I don't usually review books this short, but I was offered a copy of Cody and the Rules of Life and it looked intriguing enough that I couldn't say no.

And really, it was a good book. It has much more depth to it than I went in expecting, and a variety of storylines that weave together to make the story. My favorite scenes were probably actually with Cody's teacher, Mr. Daniels. Cody writes in her class journal about the search for her brother's missing bike, which is a model Cobra, and Mr. Daniels thinks her brother lost an actual snake! It's funnier than you'd think watching him ask Cody concerned questions about her family's lifestyle, and her confusing him even more (while thinking they're on the same page!).
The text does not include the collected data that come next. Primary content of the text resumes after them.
PR #301, opened 2016-03-21
Return error message for unknown track status

### LINKED ISSUE #298: Unknown track gives incorrect error message
When you try to fetch the status of an unknown track, the error message is a bit odd:

<pre>
$ exercism status haskel

You have yet to begin the haskel track!
</pre>

neslom:
Fixes #298 

This is my first attempt at a contribution here, so I hope I didn't miss anything too obvious.. :smile:


api/api.go
```diff
@@ -270,6 +270,10 @@ func (c *Client) Status(trackID string) (*StatusInfo, error) {
 
 	defer res.Body.Close()
 
+	if _, err := c.List(trackID); err != nil {
+		return nil, err
+	}
+
```
kytrinyx: Do we not need to do anything with the result of the List?

cmd/status.go
```diff
@@ -23,9 +23,14 @@ func Status(ctx *cli.Context) {
...
-	status, err := client.Status(args[0])
+	trackID := args[0]
+	status, err := client.Status(trackID)
 	if err != nil {
-		log.Fatal(err)
+		if err == api.ErrUnknownTrack {
+			log.Fatalf("There is no track with ID '%s'.", trackID)
+		} else {
+			log.Fatal(err)
+		}
```
kytrinyx: This looks right to me.

kytrinyx:
The fix to the command looks good, I just have the one question about the change in the API.

api/api.go
neslom: No, we just need to return an error here if the Track doesn't exist. 

I looked into the API a bit and it looks like the `/tracks/<trackID>/status` endpoint returns the same response for both valid and invalid tracks, so we just need to first check that the track exists and return an error if it doesn't instead of parsing the response.

If there's no error here, then `Status` looks at the fetched problems and recent problems, so we don't need the `List` results.

kytrinyx: /tracks/:track_id/status is the endpoint for a problem named "status" which we don't have.

neslom: Sorry, I should have been more specific.

This is the endpoint I was referencing:

`http://exercism.io/api/v1/tracks/elixir/status?key=<someKey>`

kytrinyx: Oh, you mean http://exercism.io/api/v1/tracks/:id/status?key=$KEY

kytrinyx: OK, I think that the fix is to improve that endpoint so that it says whether or not the track exists. Are you comfortable in Ruby? If not, no worries, I can do this easily.

neslom: I'll fork that repo right now :+1:

neslom:
Hey @kytrinyx, I submitted https://github.com/exercism/exercism.io/pull/2806 to address this. I can remove the changes I made in the `api` package now :+1:

kytrinyx:
Oh, cool! Yeah, this is better.

neslom:
Thanks @Tonkpils! I hope I can help out again!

I didn't care much about the storyline with the swapped toys, largely because Cody should never have traded Gremlin away. I have a hard time relating with a girl who would do that–there's no way I would ever have given my treasured baby blanket away to anyone when I was her age, no matter how nice they were to me. In fact, now that I think about it, I still wouldn't give it away for anything.

But what really appealed to me about the book was the way Cody grapples with issues bigger than herself. She's grown up in a home with strict "rules of life," not just against hitting and saying mean things and stealing and all the other things that aren't nice but also against just generally being mean or unkind to anyone, and she largely views the world as black and white through the lenses of those rules. As the book goes by, she has to face that fact that someone did a very mean thing–and that her brother is terribly angry at whoever that person is. For her, this combines with other moral issues (some of them connected to the loss of Gremlin) to result in her learning several valuable lessons over the course of the book.

All in all, I enjoyed reading Cody and the Rules of Life. It was a pleasant read, far more complex and mature than I expected it to be, and just the sort of book I would be happy to hand over to elementary and middle schoolers looking for an interesting read.



Disclaimer: I received a complimentary copy of this novel from the publisher in exchange for an honest review.